* Requirement: What is needed here is an exact transcription of the entries that follow.

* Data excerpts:

○ ○ ○ ○

PR #9743, opened 2026-04-16
parquet: optimize CachedArrayReader byte-array coalescing

### LINKED ISSUE #9060: [parquet] reduce the time spent in CachedArrayReader

I am profiling clickbench query 26 with predicate pushdown enabled as part of 
- https://github.com/apache/datafusion/issues/3463

```shell
samply record -- /Users/andrewlamb/Software/datafusion2/target/profiling/datafusion-cli   -f q.sql  > /dev/null  2>&1
```

```sql
SELECT "SearchPhrase" FROM hits WHERE "SearchPhrase" <> '' ORDER BY "EventTime", "SearchPhrase" LIMIT 10;
```

While looking at the profile, I noticed that 3% of the time is spent concatenating in the cached array reader

Image

I believe the call is here:
https://github.com/apache/arrow-rs/blob/814ee4227c01fce478bdd3594dd156250286b46e/parquet/src/arrow/array_reader/cached_array_reader.rs#L333

I would like to make this faster 

I think we can use the [`BatchCoalescer`](https://docs.rs/arrow/latest/arrow/compute/struct.BatchCoalescer.html) for this task and potentially save at least one copy

**Additional context**

ClSlaid:
When CachedArrayReader builds output from multiple cached batches, the old path materialized filtered byte arrays and then concatenated them. Replace that path for Utf8/Binary arrays with a direct coalescer that builds offsets, values, and validity in one output array, while keeping the existing generic MutableArrayData path for other types.

Add a dedicated CachedArrayReader benchmark and a sparse string regression test so this path is measured directly and covered independently of broader parquet reader benchmarks.

Benchmark vs main:
- cached_array_reader/utf8_sparse_cross_batch_4m_rows/consume_batch: 11.949 ms -> 4.153 ms (-65.2%)
- arrow_reader_clickbench/sync/Q24 (same filter/projection as ClickBench Q26): 28.377 ms -> 28.443 ms (+0.2%, no measurable change)

- Closes #9060.

# Rationale for this change

# Are these changes tested?

### DIFF
--- a/parquet/src/arrow/array_reader/cached_array_reader.rs
+++ b/parquet/src/arrow/array_reader/cached_array_reader.rs
@@ -21,9 +21,17 @@ use crate::arrow::array_reader::row_group_cache::BatchID;
 use crate::arrow::array_reader::{ArrayReader, row_group_cache::RowGroupCache};
 use crate::arrow::arrow_reader::metrics::ArrowReaderMetrics;
 use crate::errors::Result;
-use arrow_array::{ArrayRef, BooleanArray, new_empty_array};
-use arrow_buffer::BooleanBufferBuilder;
+use arrow_array::Array;
+use arrow_array::cast::AsArray;
+use arrow_array::types::{BinaryType, ByteArrayType, LargeBinaryType, LargeUtf8Type, Utf8Type};
+use arrow_array::{ArrayRef, BooleanArray, make_array, new_empty_array};
+use arrow_buffer::{ArrowNativeType, BooleanBuffer, BooleanBufferBuilder};
+use arrow_data::{
+    ArrayDataBuilder,
+    transform::{Capacities, MutableArrayData},
+};
 use arrow_schema::DataType as ArrowType;
+use arrow_select::filter::SlicesIterator;
 use std::any::Any;
 use std::collections::HashMap;
 use std::sync::{Arc, RwLock};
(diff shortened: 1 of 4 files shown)


ClSlaid:
@alamb I've tried to optimize with GPT 5.4, the improvement is not that obvious in the original test case you gave. So I let it wrote a new benchmark and optimized on it.

However, I'm still not really confident about the current implementation, so please have a look.

alamb:
@XiangpengHao can you help review this PR?

alamb:
run benchmarks arrow_reader_clickbench

parquet/src/arrow/array_reader/cached_array_reader.rs
```diff
@@ -183,6 +197,207 @@ impl CachedArrayReader {
             }
         }
     }
+
+    fn coalesce_selected_batches(
+        selected_batches: Vec<SelectedBatch>,
+        selected_row_count: usize,
+    ) -> ArrayRef {
+        match selected_batches[0].array.data_type() {
+            ArrowType::Utf8 => {
```
Dandandan, line 206: Wouldn't it need utf8view to show up in the clickbench benchmarks?

XiangpengHao:
Thank you @ClSlaid  The idea is to avoid materialize filtered batch and directly build the final batch, so essentially a fused filter-and-concate kernel. It makes sense to me.
However, I'm not sure if [BatchCoalescer](https://github.com/apache/arrow-rs/blob/b93240a6e3a49866b52eb9ddaf95b513f57fc1f3/arrow-select/src/coalesce.rs#L133) already does this and we probably should just use that? And/or the optimization should probably be there instead of here?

○ ○ ○ ○

* Answer to the exercise:
PR #9743, opened 2026-04-16
parquet: optimize CachedArrayReader byte-array coalescing

### LINKED ISSUE #9060: [parquet] reduce the time spent in CachedArrayReader

I am profiling clickbench query 26 with predicate pushdown enabled as part of 
- https://github.com/apache/datafusion/issues/3463

```shell
samply record -- /Users/andrewlamb/Software/datafusion2/target/profiling/datafusion-cli   -f q.sql  > /dev/null  2>&1
```

```sql
SELECT "SearchPhrase" FROM hits WHERE "SearchPhrase" <> '' ORDER BY "EventTime", "SearchPhrase" LIMIT 10;
```

While looking at the profile, I noticed that 3% of the time is spent concatenating in the cached array reader

Image

I believe the call is here:
https://github.com/apache/arrow-rs/blob/814ee4227c01fce478bdd3594dd156250286b46e/parquet/src/arrow/array_reader/cached_array_reader.rs#L333

I would like to make this faster 

I think we can use the [`BatchCoalescer`](https://docs.rs/arrow/latest/arrow/compute/struct.BatchCoalescer.html) for this task and potentially save at least one copy

**Additional context**

ClSlaid:
When CachedArrayReader builds output from multiple cached batches, the old path materialized filtered byte arrays and then concatenated them. Replace that path for Utf8/Binary arrays with a direct coalescer that builds offsets, values, and validity in one output array, while keeping the existing generic MutableArrayData path for other types.

Add a dedicated CachedArrayReader benchmark and a sparse string regression test so this path is measured directly and covered independently of broader parquet reader benchmarks.

Benchmark vs main:
- cached_array_reader/utf8_sparse_cross_batch_4m_rows/consume_batch: 11.949 ms -> 4.153 ms (-65.2%)
- arrow_reader_clickbench/sync/Q24 (same filter/projection as ClickBench Q26): 28.377 ms -> 28.443 ms (+0.2%, no measurable change)

- Closes #9060.

# Rationale for this change

# Are these changes tested?

### DIFF
--- a/parquet/src/arrow/array_reader/cached_array_reader.rs
+++ b/parquet/src/arrow/array_reader/cached_array_reader.rs
@@ -21,9 +21,17 @@ use crate::arrow::array_reader::row_group_cache::BatchID;
 use crate::arrow::array_reader::{ArrayReader, row_group_cache::RowGroupCache};
 use crate::arrow::arrow_reader::metrics::ArrowReaderMetrics;
 use crate::errors::Result;
-use arrow_array::{ArrayRef, BooleanArray, new_empty_array};
-use arrow_buffer::BooleanBufferBuilder;
+use arrow_array::Array;
+use arrow_array::cast::AsArray;
+use arrow_array::types::{BinaryType, ByteArrayType, LargeBinaryType, LargeUtf8Type, Utf8Type};
+use arrow_array::{ArrayRef, BooleanArray, make_array, new_empty_array};
+use arrow_buffer::{ArrowNativeType, BooleanBuffer, BooleanBufferBuilder};
+use arrow_data::{
+    ArrayDataBuilder,
+    transform::{Capacities, MutableArrayData},
+};
 use arrow_schema::DataType as ArrowType;
+use arrow_select::filter::SlicesIterator;
 use std::any::Any;
 use std::collections::HashMap;
 use std::sync::{Arc, RwLock};
(diff shortened: 1 of 4 files shown)


ClSlaid:
@alamb I've tried to optimize with GPT 5.4, the improvement is not that obvious in the original test case you gave. So I let it wrote a new benchmark and optimized on it.

However, I'm still not really confident about the current implementation, so please have a look.

alamb:
@XiangpengHao can you help review this PR?

alamb:
run benchmarks arrow_reader_clickbench

parquet/src/arrow/array_reader/cached_array_reader.rs
```diff
@@ -183,6 +197,207 @@ impl CachedArrayReader {
             }
         }
     }
+
+    fn coalesce_selected_batches(
+        selected_batches: Vec<SelectedBatch>,
+        selected_row_count: usize,
+    ) -> ArrayRef {
+        match selected_batches[0].array.data_type() {
+            ArrowType::Utf8 => {
```
Dandandan, line 206: Wouldn't it need utf8view to show up in the clickbench benchmarks?

XiangpengHao:
Thank you @ClSlaid  The idea is to avoid materialize filtered batch and directly build the final batch, so essentially a fused filter-and-concate kernel. It makes sense to me.
However, I'm not sure if [BatchCoalescer](https://github.com/apache/arrow-rs/blob/b93240a6e3a49866b52eb9ddaf95b513f57fc1f3/arrow-select/src/coalesce.rs#L133) already does this and we probably should just use that? And/or the optimization should probably be there instead of here?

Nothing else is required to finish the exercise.